Krugman: Occupy movement ‘enormously productive’

Paul Krugman is doing the rounds on his book tour (I saw him speak here Tuesday night – yeah, I’m a dork, I got him to autograph my copy) and here he is on Democracy Now! to pound the drum for government spending. Oddly enough, Krugman’s been accused of supporting austerity cuts, which just isn’t true. For an hour, all he did was talk about how the government needed to spend our way out of this.

AMY GOODMAN: Well, for the remainder of the hour, we’re joined now by one of the world’s leading economists, Paul Krugman. He is a Nobel Prize-winning economist, an op-ed columnist for the New York Times, also professor of economics at Princeton University and centenary professor at the London School of Economics. His latest book is End This Depression Now!

Paul Krugman, welcome back to Democracy Now!

PAUL KRUGMAN: Good morning.

AMY GOODMAN: How do we end this depression now?

PAUL KRUGMAN: Spend. I mean, it’s really—it’s actually—the economics is really easy. If we were to spend more money at the government level, and actually, at this point, largely, just rehire the schoolteachers, firefighters, police officers who have been laid off in the last several years because of cutbacks at the state and local level, we would be a long way back towards full employment. Other things to do, we could talk about monetary policy, debt relief for homeowners and students.
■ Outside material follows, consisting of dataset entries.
PR #779, opened 2022-04-12
Add the base URL to the rewrite rules in the nginx config template

polycurve:
When visiting an ERPNext URL with a trailing slash like `https://erp.mydomain.com/app/`, it redirects to an invalid URL `https://erp.mydomain.com:8080/app`.

This happens because the nginx rewrite rule in the configuration template does not specify a base URL for the target. This pull request will fix the invalid redirects.

### DIFF
--- a/images/nginx/nginx-template.conf
+++ b/images/nginx/nginx-template.conf
@@ -54,9 +54,9 @@ server {
 	}
 
 	location / {
- 		rewrite ^(.+)/$ $1 permanent;
-  		rewrite ^(.+)/index\.html$ $1 permanent;
-  		rewrite ^(.+)\.html$ $1 permanent;
+		rewrite ^(.+)/$ https://$http_host$1 permanent;
+		rewrite ^(.+)/index\.html$ https://$http_host$1 permanent;
+		rewrite ^(.+)\.html$ https://$http_host$1 permanent;
 
 		location ~ ^/files/.*.(htm|html|svg|xml) {
 			add_header Content-disposition "attachment";


images/nginx/nginx-template.conf
```diff
@@ -54,9 +54,9 @@ server {
 	}
 
 	location / {
- 		rewrite ^(.+)/$ $1 permanent;
-  		rewrite ^(.+)/index\.html$ $1 permanent;
-  		rewrite ^(.+)\.html$ $1 permanent;
+		rewrite ^(.+)/$ https://$http_host$1 permanent;
+		rewrite ^(.+)/index\.html$ https://$http_host$1 permanent;
+		rewrite ^(.+)\.html$ https://$http_host$1 permanent;
```
revant, line 59: don't make this forced https. it will cause problems for local installs

revant (changes requested):

polycurve:
I've replaced the forced HTTPS with `$proxy_x_forwarded_proto`. If this variable is not set, then it defaults to the value of `$scheme`, so this should work for both HTTP and HTTPS.

revant:
LGTM.

@vrslev what do you think?

vrslev:
Blocked by #781

vrslev:
> what do you think?

If we can access sites by `http://127.0.0.1` when testing locally, it is fine. Can we?

revant:
It seems original nginx.conf also should have this problem then?

https://github.com/frappe/bench/blob/eb7e006bc4c9f946e37c8ca9598dd1ac1265bf98/bench/config/templates/nginx.conf#L79-L81

vrslev:
> It seems original nginx.conf also should have this problem then?

I see where you going from. I meant if we create site named `127.0.0.1` then we should be able to access it by `http://127.0.0.1` url

vrslev:
@revant Can you merge main branch into this one to enable CI?

revant:
all good? @vrslev 

it is showing 3 files changed due to the merge. Okay?

revant:
@polycurve any update on native-bench test and 127.0.0.1 test?

polycurve:
> > what do you think?
> 
> If we can access sites by `http://127.0.0.1` when testing locally, it is fine. Can we?

Yes, local testing works fine.

image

But the core of it is, right now, there just is not enough spending, and we need the government, which can do it, to step in and provide the demand we need.
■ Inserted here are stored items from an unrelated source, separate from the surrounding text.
PR #158, opened 2025-03-17
rename test dir, fixes and other things

abalabin-bamfunds:
rename tests -> test_hgraph
fix nasty TSS bug
batch TSD queues
add some nodes


src/hgraph/_types/_scalar_type_meta_data.py
```diff
@@ -1079,7 +1079,7 @@ def generic_rank(self) -> dict[type, float]:
 
     def matches(self, tp: "HgTypeMetaData") -> bool:
         return type(tp) is HgCompoundScalarType and (
-            issubclass(tp.py_type, self.py_type) or self.__eq__(tp) or issubclass(self.py_type, tp.py_type)
+            issubclass(tp.py_type, self.py_type) or self.__eq__(tp)
```
hhenson, line 1082: Why was the reverse check removed? Depending on order of calling this can be a problem.

abalabin-bamfunds: Because it allowed incorrect binding - TS[Base] would bind to an input of TS[Derived] so this change was incorrect. The call to `matches` should always be done on the input type and the incoming type passed in otherwise matching compatible things will lose sense.

PR #163, opened 2025-03-17
fix reference issue and suggest an improvement of type inference of values

wukrur:


src/hgraph/_impl/_types/_ref.py
```diff
@@ -230,9 +230,11 @@ def bind_output(self, output: TimeSeriesOutput) -> bool:
 
     def do_bind_output(self, output: TimeSeriesOutput) -> bool:
         if isinstance(output, TimeSeriesReferenceOutput):
+            self._value = None
             return super().do_bind_output(output)
         else:
             self._value = TimeSeriesReference.make(output)
+            self._output = None
```
wukrur, line 237: this was the real issue - rebinding was going from being bound to a reference output to being bound to a value output. `self._output` was not being cleaned hence `value` getter was returning stale value

src/hgraph/_types/_frame_scalar_type_meta_data.py
```diff
@@ -67,11 +68,15 @@ def parse_type(cls, value_tp) -> Optional["HgTypeMetaData"]:
                     raise ParseError(f"Could not parse {value_tp.__args__[0]} as type from {value_tp}")
                 return HgDataFrameScalarTypeMetaData(tp)
 
-        @classmethod
-        def parse_value(cls, value) -> Optional["HgTypeMetaData"]:
+        @class_or_instance_method
```
wukrur, line 71: this might be a little hacky but together with the change in wiring_node_signature gives parsing values a context of the type annotations that is supposed to receive the value. This way bad values can be rejected earlier, good values can get resolved using more context. For example this can potentially solve the empty TSD const, which has been a problem since the beginning. Obviously for it to work well all the types need to be updated, not just this and some pre-resolving introduced before kwargs parsing stage.

PR #230, opened 2026-03-05
New View/Value approach to time-series values

hhenson:
This is the code largely generated by Codex (GPT) with a few helping hands from Claude.
The code is based on the design documentation found in ts_value_v2601. 
The code also includes the first pass at writing C++ nodes.

The code has many issues, not the least being that AI code tends to be hard to read, often full of insane and poor performing aspects. But it does showcase the core value/view concept and provides a solid basis for cleanup and getting the initial structure in place to work from.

AMY GOODMAN: To say the least, you’re going against the accepted dogma on all television among the so-called leaders of our country. Spend? In a time when the government has the debt the size it has?
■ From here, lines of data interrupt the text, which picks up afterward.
PR #385, opened 2026-08-08
Run the test suite on Windows in CI

hhenson:
Windows wheels are published, but nothing in CI ran the suite against them.

`test-matrix` was `runs-on: ubuntu-latest`. Windows built wheels and ran the `-m smoke` subset, and that was all — so a Windows-only failure had been sitting there undetected, because no job existed that could see it.

## Found it by running the suite on Windows

On an x86-64 Windows 10 host, `test_wall_clock_scheduler_reschedule` failed on 5 of 6 legs against `main`, and 8/8 on a focused re-run.

My first instinct was the classic Windows 15.6 ms clock tick. **That is not the cause** — `NtQueryTimerResolution` reports the current resolution at **0.997 ms**. It is scheduling overshoot, not granularity, and raising the timer resolution would not have helped.

Measuring the actual margins over 8 runs on an idle machine:

| | first tick (bounds 50–60 ms) | gap (bounds 90–110 ms) |
|---|---|---|
| macOS | exactly 50.00 | 100.63 – 105.22 |
| Windows | exactly 50.00 | **109.67 – 111.82** |

Only the gap bound is affected, and Windows straddles it — which is why one leg passed while five failed. The first-tick bound has no margin problem on either platform, so it is left alone.

The bound is widened to 130 ms **on Windows only**. Widening it everywhere would have been simpler and worse: the assertion exists to catch scheduler drift, and on Linux and macOS it has ~5 ms of headroom that is worth keeping.

## The CI change

12 legs instead of 6 — ubuntu and windows across 3.12/3.13/3.14 and both runtimes. Each OS now tests the wheel built for it (`release-wheels-${{ runner.os }}`) rather than Linux's. Coverage stays on the single Linux 3.12 leg, so it is measured once.

Linux-only machinery is now guarded: `apt-get`/gdb and core-dump collection run only when `runner.os == 'Linux'`. The venv layout goes through a `VENV_BIN` job env instead of a hard-coded `.venv/bin`, since Windows uses `.venv/Scripts`. The uv cache path is per-OS.

## Verification

Every leg green on the Windows host with this change — 3.12, 3.13, 3.14, both runtimes. macOS unchanged at 1780 / 2457.

I also ran the **published** `hgraph 0.5.39` wheel from PyPI on a clean Windows machine with no source tree: 1777 passed (python) / 2454 (cpp) on both 3.12 and 3.14, with the scheduler test the only genuine failure. So there is no defect in the shipped artifact — the gap was purely one of test coverage.

## Unrelated, noted only

`uv.lock` records `hgraph 0.5.36` while `pyproject.toml` is at `0.5.39`; the release version bump does not appear to update the lock. Left out of this PR.

### DIFF
--- a/.github/workflows/release-wheels.yml
+++ b/.github/workflows/release-wheels.yml
@@ -383,29 +383,37 @@ jobs:
   #
   # Skipped in its entirety on a tag whose commit has already been through it.
   test-matrix:
-    name: Test suite (py${{ matrix.python-version }}, ${{ matrix.runtime }} runtime)
+    name: Test suite (${{ matrix.os }}, py${{ matrix.python-version }}, ${{ matrix.runtime }} runtime)
     permissions:
       contents: read
     needs: [ reuse-build, build-wheels ]
     if: needs.reuse-build.outputs.run-id == ''
-    runs-on: ubuntu-latest
+    runs-on: ${{ matrix.os }}
     # The C++ runtime is not yet at parity with the Python reference implementation, so its legs
     # report without blocking. Every Python version blocks, 3.14 included.
     continue-on-error: ${{ matrix.runtime == 'cpp' }}
     strategy:
       fail-fast: false
       matrix:
+        # Windows wheels are published, so they are tested rather than assumed. Until this was
+        # added the suite only ever ran on Linux, and a Windows-only scheduler failure sat
+        # undetected because nothing here could see it.
+        os: [ ubuntu-latest, windows-latest ]
         python-version: [ '3.12', '3.13', '3.14' ]
         runtime: [ 'python', 'cpp' ]
-        # Coverage is measured once, on the reference leg; the other five would report the same
-        # lines at six times the cost.
+        # Coverage is measured once, on the reference leg; the others would report the same
+        # lines at many times the cost.
         include:
-          - python-version: '3.12'
+          - os: ubuntu-latest
+            python-version: '3.12'
             runtime: 'python'
             coverage_args: '--cov=hgraph --cov-report=xml'
     env:
       HGRAPH_USE_CPP: ${{ matrix.runtime == 'cpp' && 'true' || 'false' }}
       PYTHONFAULTHANDLER: '1'
+      # Layouts differ; every step below runs under bash (Git Bash on Windows) and goes through
+      # this rather than hard-coding one platform's path.
+      VENV_BIN: ${{ matrix.os == 'windows-latest' && '.venv/Scripts' || '.venv/bin' }}
     steps:
       - uses: actions/checkout@v7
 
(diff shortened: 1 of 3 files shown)


hhenson:
Correction to the description: I described the scheduler timings as measured "on an idle machine". They were not.

Checking the host afterwards, it was sustained at 52–95% CPU — Windows Defender (`MsMpEng`, 2391 CPU-seconds accumulated, almost certainly scanning the multi-GB toolchain install and the repeated builds), plus `perfmon` and Task Manager. So the Windows figures of 109.67–111.82 ms were taken on a machine under roughly half load.

This does not change the conclusion, and arguably strengthens it: a shared, throttled CI runner is closer to a loaded machine than to a quiet one, so a bound derived under load is the safer one to ship. But "idle" was wrong and the number should be read as "under moderate load".

Two things still hold independently of load, since both were measured directly rather than inferred: the timer resolution of 0.997 ms (so this is not the 15.6 ms clock tick), and the macOS comparison of 100.63–105.22 ms, which was taken on a quiet machine.

I will re-measure on a genuinely quiet host and post the numbers. If the Windows lag turns out much lower when nothing else is running, the 130 ms bound is more generous than it needs to be and I will tighten it.

hhenson:
All 12 legs green on `64b30f56` — checked job by job, not just the workflow conclusion, since the cpp legs are `continue-on-error` and a red one can hide behind a green tick.

The five Windows failures on the first run were all the **same test**: `test_inspector.py::test_run_inspector`. Every other test passed on every leg (2475 tests, 1 failure each).

It drives the inspector over HTTP and asserts four checks, bounded at 5 seconds. On the GitHub Windows runners the sequence never reached the first check, so `gs.test_state.test_map` raised `AttributeError: test_map` — a message that says nothing about the actual problem.

That bound is a **deadline, not a duration**: `stop_engine(if_true(test.done))` ends the run as soon as the checks pass, so raising it to 30s costs a fast machine nothing and only gives a slow one room. The assertion now reports all four checks by name and distinguishes "never reached" (`None`, the deadline) from "ran and returned the wrong shape" (`False`).

## Correction to my earlier claim

I said all six Windows legs were green on my local Windows host. They were — but **npm was not installed there**, and this test is `skipif(which('npm') is None)`. The box was silently skipping the exact test that fails here. My local sweep showed 131 skips against macOS's 130 and I did not check what the extra skip was.

Node is now installed on that host, so it no longer under-tests: the test runs there and passes 8/8 across both runtimes, in 2–5 seconds. That speed is precisely why it never strained the 5s budget locally while the slower runner could not meet it.

This is the first thing the new Windows legs caught, on their first run — which is the argument for having them.

hhenson:
Re-measured on a genuinely idle machine, as promised when I corrected the "idle machine" claim above. The result contradicts what I expected, so the bound stays as it is.

20 runs per platform, both machines idle (CPU queue length 0 mean and max):

| | min | median | max | bound | headroom |
|---|---|---|---|---|---|
| macOS (arm64) | 100.51 | **105.17** | 105.41 | 110 | 4.6 ms |
| Windows (x86-64) | 100.60 | **111.57** | 111.78 | 130 | 18.2 ms |

Windows gap samples:
```
100.6 100.6 106.6 106.6 107.6 110.7 111.6 111.6 111.6 111.6
111.6 111.6 111.6 111.6 111.6 111.6 111.6 111.6 111.6 111.8
```

**Load was not the cause.** The earlier reading, taken at ~50% CPU, was 109.67–111.82; idle gives 100.60–111.78. Essentially the same distribution. My caveat implied the lag might drop once the machine was quiet and that 130ms could then be tightened — that was wrong.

PAUL KRUGMAN: Right. So you can always say, “Oh, you know, $14 trillion.” Everything about the U.S. economy is huge. Investors don’t think it’s a problem. Investors are willing to lend the U.S. government money at 1.8 percent interest. This is not the time. I’ll be all for worrying about the budget deficit once the—once the economy is off the bottom. But it is not off the bottom. We are in a depression. This is the time to spend.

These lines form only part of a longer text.